I was in the UK and Matthew Clark were
having a sales conference with about 400 people. I got a 20 minute
slot to speak to them. I asked them how many believed in screwcap,
and it was something like 35% believed in screwcaps, with the
majority against them. The day before, at about 4 pm in the
afternoon, Hugh Johnson’s pocket book was launched, and right on
page 5 there was a small paragraph about screwcaps, saying if our
ancestors 100 years ago had the ability to close wine with screwcaps,
imagine all the fantastic wines we would now have sealed properly.
About 7 pm that night we managed to track this book down, and it was
the perfect thing to read out to this audience. We had a video,
about 8 minutes long, on the screen, because we knew it would be
hard to influence this many reps. But we managed to convert
them.
The American market was hardest to
convert. We got a listing at a chain of about 30 seafood
restaurants, but as soon as we moved to screwcaps they delisted us.
So we have had a few dramas. But we got relisted about a year later.
When we started using screwcaps we
started to get lots of letters, very much from the USA, saying
I’ve lived in America for 10 years, and I have been proud of the
New Zealand wine industry, but I am ashamed about Villa Maria trying
to destroy the great reputation of New Zealand wine. So we did a
one-page 10-point explanation of why we were using screwcaps. We
also had a 20 page detailed scientific sort of document. We designed
a letter, starting off thanking people for their concern, then
explaining why we were changing.
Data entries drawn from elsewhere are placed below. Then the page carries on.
PR #6231, opened 2023-06-08
Decode aave suply of ETH correctly

yabirgb:
Aave has a special contract for when a wrap of ETH is needed. If the user used this contract the values in the deposit event were not the expected ones and this caused the transaction to not be properly decoded


rotkehlchen/chain/ethereum/modules/aave/v2/decoder.py
```diff
@@ -74,9 +78,11 @@ def _decode_deposit(
     ) -> None:
         """Decode aave v2 deposit event"""
         user = hex_or_bytes_to_address(tx_log.data[:32])
-        on_behalf_of = hex_or_bytes_to_address(tx_log.data[64:96]) if hex_or_bytes_to_str(tx_log.data[64:96]) != '' else None  # noqa: E501
+        on_behalf_of = hex_or_bytes_to_address(tx_log.topics[2]) if hex_or_bytes_to_str(tx_log.topics[2]) != '' else None  # noqa: E501
```
LefterisJP, line 81: Why did you change this? Was it wrong before?

yabirgb: yes, I have checked and there is no third element in the data, there are 3 topics and in the data only one address and one amount

LefterisJP (approved):
LGTM.

Don't forget what I mentioned about cassetes repo

PR #6233, opened 2023-06-08
Fix some tests that were failing on windows

### LINKED ISSUE #5168: Figure out and fix slow windows CI test runs and enable windows backend tests
## Enabling pytest on Windows.

The reusable workflow for the backend is windows ready, however, multiple tries yesterday proved that running on windows is extremely slow.

While trying different options and arguments the tests manage to get from 16%-20% of the test suite in 1h10 minutes.

For this reason the windows nightly was removed.

## TODO

To activate windows we need to figure out:
1. If this is a CI situation or also happens in a Windows PC installation.
2. Figure out what causes the tests to be extremely slow and fix it.

> **Note**! Someone should still check the full test suite on a Windows machine since there were a number of errors that didn't appear on Linux/macOS (a lot of them related to the filesystem/temporary files)

_Originally posted by @kelsos in https://github.com/rotki/rotki/issues/5167#issuecomment-1326204677_

IanMichaelHarper:
Partially closes #5168 by fixing some of the failing tests. 

My initial changes fixed most of the tests that failed when I ran them locally on my windows machine, but then I noticed not nearly as many tests fail on the CI in a windows env when no changes are applied. I relied less on my personal machine and more on the CI in Github Actions, but then ran into the curious case where as I fixed tests, other tests started to fail. I now think the Summary in Github Actions isn't telling me the full story and maybe more tests are failing but it is not showing them to me in the Summary. Maybe my personal windows machine is in fact accurate. Nevertheless I thought I'd open a PR with my changes so far to fix some of the tests that fail on windows and get some feedback.

It seems some tests failed when run together but passed individually, so I added `@pytest.mark.parametrize('use_clean_caching_directory', [True])` to these tests.

Windows doesn't seem to like `Path`'s `/` for directory concatenation, so I replaced with `os.path.join()` instead. 

Most other tests were failing for various different reasons.

Also added some typing.


rotkehlchen/tests/api/test_liquity.py
```diff
@@ -275,7 +277,10 @@ def test_staking_stats(rotkehlchen_api_server, ethereum_accounts):
     assert len(global_stats['staking_gains']) == 3
     assert len(global_stats['stability_pool_gains']) == 2
     assert FVal(global_stats['stability_pool_gains'][0]['amount']).is_close(FVal(address_0_data['stability_pool_gains'][0]['amount']) + FVal(address_1_data['stability_pool_gains'][0]['amount']), max_diff='1e-8')  # noqa: E501
-    assert address_0_data['stability_pool_gains'][0]['amount'] == '1.7820064710306824'
+    assert math.isclose(
+        float(address_0_data['stability_pool_gains'][0]['amount']), 1.7820064710306824,
+        rel_tol=1e-15,
+    )
```
IanMichaelHarper, line 283: Windows yields `1.7820064710306822`. I'd put that down to floating point precision.

yabirgb:
Thank you very much @IanMichaelHarper for the PR! We will check it, most probably one of our developers using windows. We fixed recently an issue in our tests also related to a setup that was leaving files open. Did you notice any improvement in windows with the latest commits in develop?

IanMichaelHarper:
> Thank you very much @IanMichaelHarper for the PR! We will check it, most probably one of our developers using windows. We fixed recently an issue in our tests also related to a setup that was leaving files open. Did you notice any improvement in windows with the latest commits in develop?

I hadn't checked this week but I didn't notice much of an improvement last weekend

Then we invited them to send their
postal address or email address so we could give them a detailed
scientific explanation. We had some dramas over two or three years,
and sommeliers didn’t like it, but overall it was an exciting
project.
I got one letter saying, ‘I’ve been
drinking your wine for the last 20 years. My wife and I sit down
every night with a meal and have a nice glass of wine.
Unfortunately, because you have gone to screwcaps I’ll never be
able to drink your wine again. Thank you for the great time I have
had with your wine over the last 20 years. I used to be able to get
home, get the corkscrew out and open the bottle, sit down and pour
myself a glass of wine. Now I get home and my wife has worked out
how to take the screwtop off and she has already finished the
bottle, and is incapable of cooking my meal. So I’ve had to ban
screwcaps.’
I have about 3000 bottles in my cellar. I
have still got quite a lot of cork-sealed bottles. I have a lot of
old Australian reds. I toss out almost 2 out of three bottles that
are 10–15 years old. Oxidisation is a problem as much as cork
taint. And I have a proper climate-controlled cellar.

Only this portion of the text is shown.